A worked swatch of Garter Stitch, knit texture visible

Garter stitch is the first fabric most knitters make, and the one they keep coming back to. Worked flat, it is nothing more than the knit stitch repeated on every row: no purling, no counting a pattern, no right side to keep track of. The result is a thick, springy fabric of horizontal ridges that lies flat instead of curling, which makes it forgiving for a beginner and useful for edges even after you know every stitch in the book.

How it is built

Work every row in knit stitch. That single instruction is the whole pattern.

The ridges come from what a knit stitch looks like from the back. When you knit a row, the far side of that row shows up as a bumpy purl row. Turn your work and knit back, and you push another bumpy row to the far side. Two knitted rows stack into one raised ridge, so a ridge equals two rows. Counting ridges is faster than counting rows: five ridges means ten rows.

Knitting garter stitch in the round is different. If you knit every round on circular or double-pointed needles, you get stockinette, not garter, because you are always working from the same side. To make garter in the round you alternate: knit one round, purl the next. Flat garter needs no such trick.

What the fabric does

Garter is dense, squishy, and reversible. Both faces look the same, so there is no wrong side to hide, which is why it suits scarves, dishcloths, and anything seen from both sides.

It lies flat. Stockinette curls at every edge and usually needs a border or blocking to behave; garter has no curl, so a garter panel or a few garter stitches along each edge is the standard fix for stockinette's roll.

It stretches, mostly vertically, and it eats yarn. A garter square uses noticeably more yarn than a stockinette square of the same size because the fabric is shorter and thicker per stitch. It is also wider than it is tall for a given stitch and row count: the ridges compress the height. Expect fewer rows per inch than stitches per inch.

Tip
Count ridges, not rows. Each raised ridge on the front is two knitted rows, so if a pattern asks for 20 rows of garter, knit until you have 10 ridges.

What to use it for

Reach for garter when you want a flat, sturdy, reversible fabric with no shaping fuss: garter-stitch scarves, baby blankets, washcloths, and simple cowls. It is also the workhorse edging for other fabrics, whether as a border around a stockinette blanket or a few stitches at each side of a scarf to stop the curl. Because it is worked entirely in knit stitches, it is the fabric to practice on while you get your tension and your hands settled.

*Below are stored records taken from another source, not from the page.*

Issue #14547, opened 2024-02-16
Defer and access errors in CSV parsing (or pipelines in general)


naterichman:
### Description

Please let me know if this is the wrong place for this

I've been using polars to pre-process large batches of CSV.  I'm using the `LazyFrame` in python and doing some things like type coercion, a few regex group extractions, column concatenation, date parsing etc.

With large datasets, inevitably there will be some errors (parsing integers from strings, datetime formats, and even ragged lines).  While it great most of these operations have `strict=False` kwargs I can use, and `scan_csv` has `ignore_errors=True`, it would be nice to not completely ignore these, but instead "save" them somewhere so I can go back through and either fix the error (usually the case to my pipeline), or provide examples of bad data to my data source.

I've sort of been able to do this by (ab)using the [`on_bad_lines`](https://pandas.pydata.org/pandas-docs/stable/reference/api/pandas.read_csv.html) callback in pandas, but to do that I have to opt into the python engine (and pandas is quite a bit slower on these datasets anyway).

Is there a way each raw line could be deferred or stored in some way, and then accessed after `collect()` is called?

Here is a small example of what I'm thinking

```python
df = pl.scan_csv(my_path)
    .with_columns(
        pl.col('llist_field').str.split(';'),
        pl.col('number_field').str.to_integer()
   )
   .collect()

# Afterwards, access error lines
df.errors
```

Is this something thats on the roadmap, or useful and feasible?  I am fairly new to rust but have been writing a bit and would be interested in contributing, I just have no idea how to start with something like this.

Thanks again, and thanks for a great library!

ritchie46:
This would add a lot of complexity to the csv-parser (which already is complex enough). There are special csv fix tools. I would recommend going that route so that Polars' csv reader can remain that.  ;)

naterichman:
[...]

PR #14929, opened 2024-03-08
MAIN: Add logic to handle embedded quote char

naterichman:
* Check for embedded quote char in fields. Current logic just toggles in field when a quote char is encountered
* This PR adds logic to check if the previous or next character is also a separator, which is more indicative of whether or not we should toggle being in a field.

This is partly to address some of the errors I was seeing in [14547](https://github.com/pola-rs/polars/issues/14547). I understand if this is not something you want to add to polars to keep the CSV parsing simpler and let the user fix this elsewhere.

FWIW I have a CSV that was causing this error (I can attach a minimum reproducible example if you'd like), but it was opening fine in libreoffice calc, and pandas was also parsing it fine.

EDIT: Happy to add tests if this is something you think is worth adding, figured I would check first

### DIFF
--- a/crates/polars-io/src/csv/splitfields.rs
+++ b/crates/polars-io/src/csv/splitfields.rs
@@ -83,9 +83,14 @@ mod inner {
                 for &c in self.v.iter() {
                     if c == self.quote_char {
                         // toggle between string field enclosure
-                        //      if we encounter a starting '"' -> in_field = true;
-                        //      if we encounter a closing '"' -> in_field = false;
-                        in_field = !in_field;
+                        if in_field && (current_idx as usize + 1 <= self.v.len() || unsafe { *self.v.get_unchecked(current_idx as usize + 1) } == self.separator) {
+                            // If we encounter a closing '"' and the next character is the separator, in_field = false;
+                            in_field = !in_field;
+                        }
+                        if !in_field && (current_idx == 0 || unsafe { *self.v.get_unchecked(current_idx as usize - 1) } == self.separator) {
+                            // If we encounter a starting '"' and the previous character is the separator, in_field = true;
+                            in_field = !in_field;
+                        }
                     }
 
                     if !in_field && self.eof_oel(c) {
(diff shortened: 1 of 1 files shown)


ritchie46:
Sorry, I don't want any changes in that part of the code. This will slow down csv-parsing a lot. This code is performance critical.

stinodego:
Closing as per Ritchie's comment. Thanks for taking the time though!

naterichman:
Okay that makes sense.  Just want to check to see if this is something you'd like to add to the docs since it seemed unexpected to me. 

When I read the attached file (test.csv) I get an error:

```python
>>> df = pl.read_csv('/home/naterichman/Downloads/test.csv')
...
ComputeError: found more fields than defined in 'Schema'

Consider setting 'truncate_ragged_lines=True'.
```

which I expect.  Then when I set `truncate_ragged_lines=True`, it does read  the file, but not only is the line with the extra `"` wrong (that I somewhat expected), but it actually doesn't read the entire next line (that part was very unexpected for me):

```python
>>> df = pl.read_csv('/home/naterichman/Downloads/test.csv', truncate_ragged_lines=True )
>>> df
shape: (1, 43)
┌────────┬─────────────────┬─────┬──────────┬───┬─────────────────────────┬────────────┬────────────┬────────────────┐
│ Log ID ┆ Surgery Case ID ┆ MRN ┆ Hospital ┆ … ┆ Patient out of Recovery ┆ Patient in ┆ Phase II   ┆ Patient out of │
│ ---    ┆ ---             ┆ --- ┆ Account  ┆   ┆ ---                     ┆ Phase II   ┆ Completed  ┆ Phase II       │
│ i64    ┆ i64             ┆ i64 ┆ ---      ┆   ┆ i64                     ┆ ---        ┆ ---        ┆ ---            │
│        ┆                 ┆     ┆ i64      ┆   ┆                         ┆ str        ┆ str        ┆ i64            │
╞════════╪═════════════════╪═════╪══════════╪═══╪═════════════════════════╪════════════╪════════════╪════════════════╡
│ 1      ┆ 1               ┆ 1   ┆ 1        ┆ … ┆ -10                     ┆ 2016-05-16 ┆ 2016-05-16 ┆ -1             │
│        ┆                 ┆     ┆          ┆   ┆                         ┆ 08:25:00   ┆ 08:24:00   ┆                │
└────────┴─────────────────┴─────┴──────────┴───┴─────────────────────────┴────────────┴────────────┴────────────────┘
```

I think this would be useful to include in the docs since it took me a while to figure out why my large CSV had less rows than when I read it with pandas.  

Normally, I would just change the code that was being used to create these files to escape the extra `"` but in this case, the data is coming from a 3rd party who doesn't have control over how they are generated.
[test.csv](https://github.com/pola-rs/polars/files/14539990/test.csv)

Why does my garter stitch curl?

True garter stitch does not curl. If yours does, you are probably knitting stockinette by mistake, meaning you are knitting on one side and purling on the other. Garter is knit on every row when worked flat.

How many rows make one garter ridge?

Two. Each raised ridge is the front of two knitted rows, so ridges are a quick way to measure and count your progress.

Can I knit garter stitch in the round?

Yes, but you cannot knit every round. Alternate a knit round with a purl round; knitting every round in the round produces stockinette instead.